Ona inanan kazanır

Beşiktaş, Tıgana'nın adeta diline ve gönlüne yapışan Delgado'yu İsviçre'nin Basel Kulübü'nden söke söke aldı. Peki kim bu 5 milyon Euro'luk 24 yaşındaki futbolcu?

Haberin Devamı

Beşiktaş, Tıgana'nın adeta diline ve gönlüne yapışan Delgado'yu İsviçre'nin Basel Kulübü'nden söke söke aldı. Peki kim bu 5 milyon Euro'luk 24 yaşındaki futbolcu?
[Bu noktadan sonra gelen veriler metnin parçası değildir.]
PR #591, opened 2023-08-30
Add printing receive command as a qr code with new --qrcode flag

lukenvn:
Hi guys, 

This pull request adds a new feature to the Croc software, allowing users to display the receive command as a QR code by using the --qrcode flag. This feature enhances the usability and convenience of Croc by providing an easily scannable QR code representation of the receive command.I also plan to add scan qrcode feature in croc android soon.

Changes Made:
1. Added a new command-line flag --qrcode to the Croc software.
2. When the --qrcode flag is used, the receive command is extracted and converted into a QR code using the go-qrcode library.
3. The QR code is displayed to the user in the command-line interface.
image

Benefits:
1. Improved user experience: Users can now conveniently display the receive command as a QR code, making it easier to scan and share.
2. Enhanced accessibility: The QR code representation allows users to use QR code scanning applications or libraries to automate the process of capturing the receive command.
3. Increased efficiency: By providing a direct QR code display option, users can quickly access the receive command without manually typing or copying it.

P/s: This is my first time of using go lang so Im not sure what i'm is in good practice, so please let me know if i should improve something. Thank you in advanced .

PR #847, opened 2024-11-24
Add a qrcode flag

Ozoniuss:
- Introduces a new flag which allows displaying the receive command using a qr code.
- Adds a newline after the message indicating that the code was copied to the clipboard.

This is an exact copy of the feature introduced in https://github.com/schollz/croc/pull/591, which went stale. The only addition is a newline.

image


schollz:
Thanks!!!

jpph:
Thanks!!!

Telefonla ulaştığımız Basel'in basın sözcüsü Josef Zindel bizi kırmadı, Delgado'yu 'satmama' konusunda gösterdikleri inadın nedenini ve onun 'futbol özelliklerini' şöyle özetledi: "Takımımızın belkemiği, oyunumuzun rejisörü ve gol garantimize!!. Delgado, kendi gol yolunu kendisi arayıp bulan, çok iyi ara pasları atıp, arkadaşlarına da gol şansı yaratan türüne az rastlanan yaratıcı futbolculardandır. Bazen kafa bulduğu rakibine 'bacak arası' atıp gole gitmesi tribünlerimizi sık sık heyecanlandırıp neşelendirmiştir."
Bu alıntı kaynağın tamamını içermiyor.